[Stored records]
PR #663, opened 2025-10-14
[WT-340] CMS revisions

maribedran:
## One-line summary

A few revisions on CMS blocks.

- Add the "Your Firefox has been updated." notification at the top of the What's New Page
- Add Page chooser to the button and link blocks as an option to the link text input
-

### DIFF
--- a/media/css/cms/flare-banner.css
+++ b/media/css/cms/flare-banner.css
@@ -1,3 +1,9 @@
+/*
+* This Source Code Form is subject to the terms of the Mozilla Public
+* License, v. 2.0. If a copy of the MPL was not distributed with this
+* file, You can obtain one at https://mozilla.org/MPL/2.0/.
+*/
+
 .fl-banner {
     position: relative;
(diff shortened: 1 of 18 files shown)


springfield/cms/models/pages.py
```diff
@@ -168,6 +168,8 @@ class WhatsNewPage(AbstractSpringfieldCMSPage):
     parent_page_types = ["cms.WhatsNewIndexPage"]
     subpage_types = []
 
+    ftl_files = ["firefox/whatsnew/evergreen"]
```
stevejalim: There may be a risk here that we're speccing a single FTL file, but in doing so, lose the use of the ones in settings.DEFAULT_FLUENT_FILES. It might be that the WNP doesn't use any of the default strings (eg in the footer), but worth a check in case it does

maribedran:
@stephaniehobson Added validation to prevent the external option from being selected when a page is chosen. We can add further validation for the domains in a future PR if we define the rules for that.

• What is required: Go through the data above and return each line containing the string "blocks".

• Written answer:
A few revisions on CMS blocks.
- Add Page chooser to the button and link blocks as an option to the link text input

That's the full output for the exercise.